Content starts

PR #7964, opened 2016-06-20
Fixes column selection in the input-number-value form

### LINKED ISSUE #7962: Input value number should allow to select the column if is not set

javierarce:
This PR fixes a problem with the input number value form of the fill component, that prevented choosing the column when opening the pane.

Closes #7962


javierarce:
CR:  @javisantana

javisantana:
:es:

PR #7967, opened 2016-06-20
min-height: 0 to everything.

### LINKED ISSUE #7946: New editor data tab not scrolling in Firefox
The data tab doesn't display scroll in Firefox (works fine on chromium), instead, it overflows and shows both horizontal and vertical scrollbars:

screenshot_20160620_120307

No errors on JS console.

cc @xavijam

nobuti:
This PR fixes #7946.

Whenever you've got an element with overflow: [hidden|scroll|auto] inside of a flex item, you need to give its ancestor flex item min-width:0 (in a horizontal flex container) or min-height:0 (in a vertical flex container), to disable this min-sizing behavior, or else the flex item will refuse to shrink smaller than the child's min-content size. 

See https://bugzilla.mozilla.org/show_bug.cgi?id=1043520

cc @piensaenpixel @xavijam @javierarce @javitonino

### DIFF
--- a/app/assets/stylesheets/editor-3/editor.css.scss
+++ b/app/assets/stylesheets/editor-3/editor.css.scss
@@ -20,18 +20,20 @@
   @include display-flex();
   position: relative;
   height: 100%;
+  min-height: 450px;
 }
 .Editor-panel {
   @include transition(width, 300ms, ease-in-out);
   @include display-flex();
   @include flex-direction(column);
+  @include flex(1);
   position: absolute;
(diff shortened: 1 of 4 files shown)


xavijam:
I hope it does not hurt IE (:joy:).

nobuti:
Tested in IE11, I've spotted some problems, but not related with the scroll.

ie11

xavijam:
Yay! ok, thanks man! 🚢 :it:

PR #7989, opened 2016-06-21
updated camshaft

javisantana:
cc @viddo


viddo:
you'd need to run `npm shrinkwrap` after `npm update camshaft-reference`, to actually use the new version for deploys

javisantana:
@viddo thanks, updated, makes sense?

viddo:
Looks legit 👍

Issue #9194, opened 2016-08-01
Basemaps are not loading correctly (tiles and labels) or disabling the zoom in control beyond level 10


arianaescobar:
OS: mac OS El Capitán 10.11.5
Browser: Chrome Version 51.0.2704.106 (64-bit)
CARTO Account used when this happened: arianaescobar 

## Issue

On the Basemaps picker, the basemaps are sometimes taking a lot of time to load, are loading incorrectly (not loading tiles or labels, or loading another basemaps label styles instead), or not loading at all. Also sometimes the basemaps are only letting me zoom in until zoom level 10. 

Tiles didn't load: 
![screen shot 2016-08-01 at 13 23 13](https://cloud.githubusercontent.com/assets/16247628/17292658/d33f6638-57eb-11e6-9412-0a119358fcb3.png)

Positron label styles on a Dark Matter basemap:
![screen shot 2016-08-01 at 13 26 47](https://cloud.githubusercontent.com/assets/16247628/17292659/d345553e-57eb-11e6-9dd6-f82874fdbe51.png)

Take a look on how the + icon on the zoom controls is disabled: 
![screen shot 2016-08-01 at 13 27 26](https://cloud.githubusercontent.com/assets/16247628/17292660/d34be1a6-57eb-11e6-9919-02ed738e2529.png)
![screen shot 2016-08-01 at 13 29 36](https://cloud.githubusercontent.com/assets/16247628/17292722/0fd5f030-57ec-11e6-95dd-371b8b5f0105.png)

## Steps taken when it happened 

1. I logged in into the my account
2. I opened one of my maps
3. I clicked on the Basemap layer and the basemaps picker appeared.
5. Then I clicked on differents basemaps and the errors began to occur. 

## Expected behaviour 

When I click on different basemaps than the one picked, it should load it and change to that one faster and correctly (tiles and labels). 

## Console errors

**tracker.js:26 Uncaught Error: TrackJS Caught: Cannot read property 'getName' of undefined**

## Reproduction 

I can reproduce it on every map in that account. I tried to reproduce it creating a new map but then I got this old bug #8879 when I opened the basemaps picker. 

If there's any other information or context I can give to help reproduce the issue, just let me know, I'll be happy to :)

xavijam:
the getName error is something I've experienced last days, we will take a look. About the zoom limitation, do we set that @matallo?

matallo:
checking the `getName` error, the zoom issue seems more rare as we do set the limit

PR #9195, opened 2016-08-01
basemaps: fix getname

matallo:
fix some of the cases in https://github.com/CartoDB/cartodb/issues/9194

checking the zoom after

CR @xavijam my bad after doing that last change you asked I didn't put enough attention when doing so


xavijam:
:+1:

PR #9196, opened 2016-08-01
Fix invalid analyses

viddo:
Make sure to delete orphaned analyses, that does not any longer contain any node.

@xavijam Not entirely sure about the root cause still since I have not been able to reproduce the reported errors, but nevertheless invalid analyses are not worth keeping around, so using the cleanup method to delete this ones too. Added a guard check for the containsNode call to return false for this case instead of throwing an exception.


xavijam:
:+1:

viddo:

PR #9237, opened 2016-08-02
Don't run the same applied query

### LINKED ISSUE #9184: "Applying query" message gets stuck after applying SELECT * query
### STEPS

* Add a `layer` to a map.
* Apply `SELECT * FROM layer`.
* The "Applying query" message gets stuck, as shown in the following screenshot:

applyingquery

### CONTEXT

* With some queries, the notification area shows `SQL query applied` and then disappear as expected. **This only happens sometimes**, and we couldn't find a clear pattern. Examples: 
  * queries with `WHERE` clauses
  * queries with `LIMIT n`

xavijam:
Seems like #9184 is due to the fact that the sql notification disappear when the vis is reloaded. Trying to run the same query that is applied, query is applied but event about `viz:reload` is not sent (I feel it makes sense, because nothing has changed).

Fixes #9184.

Content ends

• _TASK PROMPT_
Above are the records; copy all of them exactly.

• _OUTPUT_
PR #7964, opened 2016-06-20
Fixes column selection in the input-number-value form

### LINKED ISSUE #7962: Input value number should allow to select the column if is not set

javierarce:
This PR fixes a problem with the input number value form of the fill component, that prevented choosing the column when opening the pane.

Closes #7962


javierarce:
CR:  @javisantana

javisantana:
:es:

PR #7967, opened 2016-06-20
min-height: 0 to everything.

### LINKED ISSUE #7946: New editor data tab not scrolling in Firefox
The data tab doesn't display scroll in Firefox (works fine on chromium), instead, it overflows and shows both horizontal and vertical scrollbars:

screenshot_20160620_120307

No errors on JS console.

cc @xavijam

nobuti:
This PR fixes #7946.

Whenever you've got an element with overflow: [hidden|scroll|auto] inside of a flex item, you need to give its ancestor flex item min-width:0 (in a horizontal flex container) or min-height:0 (in a vertical flex container), to disable this min-sizing behavior, or else the flex item will refuse to shrink smaller than the child's min-content size. 

See https://bugzilla.mozilla.org/show_bug.cgi?id=1043520

cc @piensaenpixel @xavijam @javierarce @javitonino

### DIFF
--- a/app/assets/stylesheets/editor-3/editor.css.scss
+++ b/app/assets/stylesheets/editor-3/editor.css.scss
@@ -20,18 +20,20 @@
   @include display-flex();
   position: relative;
   height: 100%;
+  min-height: 450px;
 }
 .Editor-panel {
   @include transition(width, 300ms, ease-in-out);
   @include display-flex();
   @include flex-direction(column);
+  @include flex(1);
   position: absolute;
(diff shortened: 1 of 4 files shown)


xavijam:
I hope it does not hurt IE (:joy:).

nobuti:
Tested in IE11, I've spotted some problems, but not related with the scroll.

ie11

xavijam:
Yay! ok, thanks man! 🚢 :it:

PR #7989, opened 2016-06-21
updated camshaft

javisantana:
cc @viddo


viddo:
you'd need to run `npm shrinkwrap` after `npm update camshaft-reference`, to actually use the new version for deploys

javisantana:
@viddo thanks, updated, makes sense?

viddo:
Looks legit 👍

Issue #9194, opened 2016-08-01
Basemaps are not loading correctly (tiles and labels) or disabling the zoom in control beyond level 10


arianaescobar:
OS: mac OS El Capitán 10.11.5
Browser: Chrome Version 51.0.2704.106 (64-bit)
CARTO Account used when this happened: arianaescobar 

## Issue

On the Basemaps picker, the basemaps are sometimes taking a lot of time to load, are loading incorrectly (not loading tiles or labels, or loading another basemaps label styles instead), or not loading at all. Also sometimes the basemaps are only letting me zoom in until zoom level 10. 

Tiles didn't load: 
![screen shot 2016-08-01 at 13 23 13](https://cloud.githubusercontent.com/assets/16247628/17292658/d33f6638-57eb-11e6-9412-0a119358fcb3.png)

Positron label styles on a Dark Matter basemap:
![screen shot 2016-08-01 at 13 26 47](https://cloud.githubusercontent.com/assets/16247628/17292659/d345553e-57eb-11e6-9dd6-f82874fdbe51.png)

Take a look on how the + icon on the zoom controls is disabled: 
![screen shot 2016-08-01 at 13 27 26](https://cloud.githubusercontent.com/assets/16247628/17292660/d34be1a6-57eb-11e6-9919-02ed738e2529.png)
![screen shot 2016-08-01 at 13 29 36](https://cloud.githubusercontent.com/assets/16247628/17292722/0fd5f030-57ec-11e6-95dd-371b8b5f0105.png)

## Steps taken when it happened 

1. I logged in into the my account
2. I opened one of my maps
3. I clicked on the Basemap layer and the basemaps picker appeared.
5. Then I clicked on differents basemaps and the errors began to occur. 

## Expected behaviour 

When I click on different basemaps than the one picked, it should load it and change to that one faster and correctly (tiles and labels). 

## Console errors

**tracker.js:26 Uncaught Error: TrackJS Caught: Cannot read property 'getName' of undefined**

## Reproduction 

I can reproduce it on every map in that account. I tried to reproduce it creating a new map but then I got this old bug #8879 when I opened the basemaps picker. 

If there's any other information or context I can give to help reproduce the issue, just let me know, I'll be happy to :)

xavijam:
the getName error is something I've experienced last days, we will take a look. About the zoom limitation, do we set that @matallo?

matallo:
checking the `getName` error, the zoom issue seems more rare as we do set the limit

PR #9195, opened 2016-08-01
basemaps: fix getname

matallo:
fix some of the cases in https://github.com/CartoDB/cartodb/issues/9194

checking the zoom after

CR @xavijam my bad after doing that last change you asked I didn't put enough attention when doing so


xavijam:
:+1:

PR #9196, opened 2016-08-01
Fix invalid analyses

viddo:
Make sure to delete orphaned analyses, that does not any longer contain any node.

@xavijam Not entirely sure about the root cause still since I have not been able to reproduce the reported errors, but nevertheless invalid analyses are not worth keeping around, so using the cleanup method to delete this ones too. Added a guard check for the containsNode call to return false for this case instead of throwing an exception.


xavijam:
:+1:

viddo:

PR #9237, opened 2016-08-02
Don't run the same applied query

### LINKED ISSUE #9184: "Applying query" message gets stuck after applying SELECT * query
### STEPS

* Add a `layer` to a map.
* Apply `SELECT * FROM layer`.
* The "Applying query" message gets stuck, as shown in the following screenshot:

applyingquery

### CONTEXT

* With some queries, the notification area shows `SQL query applied` and then disappear as expected. **This only happens sometimes**, and we couldn't find a clear pattern. Examples: 
  * queries with `WHERE` clauses
  * queries with `LIMIT n`

xavijam:
Seems like #9184 is due to the fact that the sql notification disappear when the vis is reloaded. Trying to run the same query that is applied, query is applied but event about `viz:reload` is not sent (I feel it makes sense, because nothing has changed).

Fixes #9184.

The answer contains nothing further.